During this event, senior leaders worldwide discussed their perspectives on security cooperation and national defense strategies to enhance partner interoperability. LEAP Scholars were called on to ensure discussions across all languages represented were accurately and effectively interpreted.

Senior Master Sgt. Gary Woo, Enlisted International Affairs Manager with SAF/IA and a SELIS planning committee lead, assisted with coordination of the event and orchestrated LEAP involvement.

“LEAP Scholars facilitated in-person interpretation for nine unique languages in what was the largest ever international summit hosted by the Department of the Air Force. In addition, 61 partner and ally nations plus NATO were represented by their highest senior enlisted leaders and representatives,” Woo explained. “Attendees heard from the Secretary of the Air Force, Chief of Staff of the Air Force, and Ukraine’s Chief Master Sergeant of the Air Force, as well as the Deputy Director of the National Security Council, Executive Office of the President of the United States.”

For the LEAP Scholars, SELIS provided a significant opportunity for integration and utilization of the key language, regional expertise, and culture skills they had been maintaining and enhancing over time through LEAP education and training. Russian LEAP Scholar Master Sgt. Rob Kudratov was part of the LEAP team who participated in what he called the “Super Bowl of AFCLC LEAP LITEs.”

“The event challenged LEAP Scholars to apply all their language and culture skills acquired and honed through eMentor, immersion, and hybrid learning. The LEAP team provided asynchronous and synchronous interpretations and cultural expertise across nine target languages,” Kudratov said. “Throughout the event, we enabled direct communication between Senior Enlisted representatives from more than 60 countries and USAF regional components [AFCENT, AFNORTH, AFSOUTH, PACAF, USAFE-AFRICA] to promote military partnership across the world.”

French LEAP Scholar Tech. Sgt.(s) Ndap Tah was also on the front lines supporting the event and could jump in when the venue’s translation system failed during a senior leader speech.

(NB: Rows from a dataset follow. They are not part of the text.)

PR #8334, opened 2016-03-28
script: subscription-manager support (part 3)

dachary:
Renaming subman.py in subman is cute but does not prevent the generation
of the py[co]. Exclude them explicitly from packaging instead.

### DIFF
--- a/src/Makefile.am
+++ b/src/Makefile.am
@@ -155,7 +155,7 @@ ceph_libexec_SCRIPTS = ceph_common.sh ceph-osd-prestart.sh
 
 if ENABLE_SUBMAN
 submandir = /etc/cron.hourly
-subman_SCRIPTS = script/subman
+subman_DATA = script/subman
 endif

“This year, SELIS hired a company for live interpretation for all participants. During the question-and-answer session, the participants asked questions in their respective languages, which were translated into English and the answer translated back to their respective languages. Sometimes the system did not function properly. For a particular question, a senior leader was very passionate about the topic of space and cyberspace and did not recognize he had to give some time for almost simultaneous interpretation. I was able to step in and provide support to effectively facilitate the conversation,” Tah explained.

While Tah played a key role in facilitating senior leader conversations, he also valued the team building, networking, and strategic conversations he experienced during the event.

“There was so much valuable information shared from various perspectives on how senior leaders deal with challenges across the globe, from building efficient teams to dealing with global threats from Russia and China,” he said. “I also noticed our senior leaders were constantly involved in idea sharing with colleagues and friends they made over the years serving. My participation in this event has allowed me to network with new teams and gain exposure to new AFSCs. Overall, SELIS was a great event to be part of, sharing ideas and coordinating international policies with partner nations across the globe.” 

Senior leaders from around the world were able to connect, collaborate, and communicate effectively with the support of LEAP Scholars during one of the largest bi-annual gatherings of enlisted leaders from partner nations.

“SELIS is a platform to synchronize and integrate military cooperation around the globe,” Kudratov said. “Integration of LEAP Scholars in the event during event planning allowed us to accelerate the partnership-building process with different nations around the world. This is something we [Airmen] all can take back home and consider ways to tackle daily operational challenges through diverse and deliberate planning processes.”

Several LEAP Scholars received coins or patches from CMSAF Bass in recognition of their support for the event.